ACTIVITY — Within the entries below, find every line that has the string "generated", then copy it.

___ RECORD SET ___

Issue #1226, opened 2018-06-05
Test logger should log to a file by default


evantahler:
# Test logger should log to a file by default
When running tests, we hide all log messages from the console.  This is nice, as the test runner (jest) is the output we want to see.  That said, when something goes wrong, it is hard to debug it.  We should keep the file logger in tests, but write to a test-environment file.

- ActionHero Version: `19.x.x`
- Node.js Version: `*`
- Operating System: `*`

# Steps to reproduce your error
Run your test suite... don't see logs.

PR #1227, opened 2018-06-07
Tests now log to a file by default

etorrejon:
Logs are limited in size and number.

Resolves https://github.com/actionhero/actionhero/issues/1226


evantahler:
Thank you for this work!  I like your choice to limit the test log file size.
You have a lot of work here to generate the log directory... but that's not needed! Winston will do that for us.

config/logger.js
```diff
@@ -3,6 +3,16 @@
 const fs = require('fs')
 const cluster = require('cluster')
 
+function createDirectory (path) {
```
evantahler: Winston will do this (and exit if it can't) for us

config/logger.js
```diff
@@ -19,24 +29,21 @@ exports['default'] = {
     }
 
     // file logger
-    logger.transports.push(function (api, winston) {
-      if (api.config.general.paths.log.length === 1) {
+    const hasLogDirectoryConfigured = (api.config.general.paths.log.length === 1)
```
evantahler: I like wrapping the path check into a method!

config/logger.js
```diff
@@ -53,8 +60,27 @@ exports['default'] = {
...
+
+    if (hasLogDirectoryConfigured) {
+      logger.transports.push(function (api, winston) {
+        const logDirectory = api.config.general.paths.log[0]
+
+        createDirectory(logDirectory)
+
+        return new (winston.transports.File)({
+          filename: api.config.general.paths.log[0] + '/' + api.pids.title + '.log',
+          maxsize: 20480,
```
evantahler: Great idea!

config/logger.js
etorrejon: thanks! :)

config/logger.js
etorrejon: :)

etorrejon:
Thanks for the review, @evantahler !! I'll update

evantahler:
Thanks! Let us know if you need any help.

evantahler:
Fascinating! It looks like Winston will create any log files it needs... but not the directory if it doesn't exist.  

So, do you A) create the directory within the initializer or B) create the directory as part of the test setup (https://github.com/actionhero/actionhero/blob/master/.circleci/config.yml#L13). ?

etorrejon:
Creating in the initializer feels like a good place for it - I think that way it'll create the dir even if you're not running tests...

If that works for you, I'll add a commit that does that.

etorrejon:
Actually I guess it'd be in `config/logger.js` since that's where the transport is configured

etorrejon:
... unless you're thinking it'd be cleaner to leave that code out of config by keeping it in the build script

etorrejon:
ok sounds good! Sorry for the delay - will have a PR up soon.

evantahler:
Thansk!

Issue #1224, opened 2018-06-01
Client and Server notion of MessageCount (the "id" of the message) should be synchronized


evantahler:
# Client and Server notion of MessageCount (the "id" of the message) should be synchronized
WebSocket and Socket clients keep their own notion of MessageCount to order responses from the server.  The server does the same thing... these IDs should be in sync! 

- ActionHero Version: `19.x.x`
- Node.js Version: `all`
- Operating System: `all`

evantahler:
In a nutshell:
* client generates messageId however it wants
* client sends messageId with each request (could be a number, string... doesn't matter)
* server stores this onto each running request thread/actionProcessor
  * server checks for uniqueness of messageId
* server responds to client with messageId

evantahler:
closed by https://github.com/actionhero/actionhero/pull/1231

PR #1231, opened 2018-06-28
client and serve match messageId

evantahler:
solves https://github.com/actionhero/actionhero/issues/1224

Clients can provide `messageId` in various ways, and then have that value returned to them with their response when calling an action.  This allows better linking of responses to requests for persistent connections.

Adds a new restricted param, `messageId` is added.
This is a **breaking change** because `response.messageCount` is renamed to `response.messageId` for all servers.

Returning connectionId or not to clients is configured by `api.config.servers.web.metadataOptions.requesterInformation` on the web, and will always be returned by the `socket` and `websocket` server types

## websocket:
*warning* If you set `messageId` in one action/request, you will need to set it for EVERY request.  We will not generated it again for you.  This is the default behavior of the web client.

```js
client = new ActionheroWebsocketClient()
client.connect(function(error, details){
  client.action('randomNumber', {messageId: 'abc123'}, (data) => {
    console.log(data.randomNumber)
    console.log(data.messageId)
  }) 
}
```

## socket:
*warning* If you set `messageId` in one action/request, you will need to set it for EVERY request.  We will not generated it again for you.
```bash
> telnet localhost 5000
{"welcome":"Hello! Welcome to the actionhero api","context":"api"}

# sticky params
paramAdd messageId=abc123
{"status":"OK","context":"response","messageId":"1298be12-4873-48ee-9be9-ee407d11040b"}
randomNumber
{"randomNumber":0.9554813433986074,"stringRandomNumber":"Your random number is 0.9554813433986074","context":"response","messageId":"abc123"}
paramDelete messageId
{"status":"OK","context":"response","messageId":"abc123"}

#json params
{"action":"sleepTest","params":{"sleepDuration":5000,"messageId":"slow"}}
{"action":"sleepTest","params":{"sleepDuration":500,"messageId":"fast"}}

{"sleepStarted":1530159935733,"sleepEnded":1530159936234,"sleepDelta":501,"sleepDuration":500,"context":"response","messageId":"fast"}
{"sleepStarted":1530159935424,"sleepEnded":1530159940429,"sleepDelta":5005,"sleepDuration":5000,"context":"response","messageId":"slow"}
```

## web:
*note* a web request's `id` is now equal to `${fingerprint}-${messageId}`.  We never had a name for the second partial before!

```bash
> curl  'http://localhost:8080/api/randomNumber?messageId=abc123'

{
  "randomNumber": 0.3805910916166355,
  "stringRandomNumber": "Your random number is 0.3805910916166355",
  "serverInformation": {
    "serverName": "actionhero",
    "apiVersion": "19.0.2",
    "requestDuration": 0,
    "currentTime": 1530160113376
  },
  "requesterInformation": {
    "id": "65aed86f9a990d3bfb524640225804668dcf21c5-cbf95e66-20e7-443f-8ef6-02ae4db729dd",
    "fingerprint": "65aed86f9a990d3bfb524640225804668dcf21c5",
    "messageId": "cbf95e66-20e7-443f-8ef6-02ae4db729dd",
    "remoteIP": "127.0.0.1",
    "receivedParams": {
      "messageId": "abc123",
      "action": "randomNumber"
    }
  }
}
```

## specHelper:

```js
let response = await api.specHelper.runAction('randomNumber', {messageId: 'aaa'})
expect(response.messageId).toEqual('aaa')
```


gcoonrod:
If I understand this correctly `messageCount` was an incrementing value that kept a running tally of the number of requests the server had received? Why replace it with `messageId` and have a breaking change? Why not keep `messageCount` and add `messageId`?

gcoonrod:
@evantahler update?

evantahler:
@gred a few reasons for the breaking change:
1. the term `messageCount` assumes that the IDs need to be incremental integers, which isn't the case.  the new `messageId` is more clear that "whatever" works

___

EXERCISE RESPONSE —
*warning* If you set `messageId` in one action/request, you will need to set it for EVERY request.  We will not generated it again for you.  This is the default behavior of the web client.
*warning* If you set `messageId` in one action/request, you will need to set it for EVERY request.  We will not generated it again for you.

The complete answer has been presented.